**GOAL OF THE EXERCISE**
The reply consists of one number only: how many lines in the listing below contain the word "characters".

+===+

PR #498, opened 2023-10-13
Allow 5 characters residune names.

xvlaurent:
Hello !

As you probably know, RCSB will soon be out of 3 characters codes to attribute to new ligands and plan to go for 5 characters codes before the end of the year (https://www.rcsb.org/news/65007774d78e004e766a969d).

This is an attempt of minimal modification to make Biotite compatible with such ligand codes.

+===+

**REPLY**
2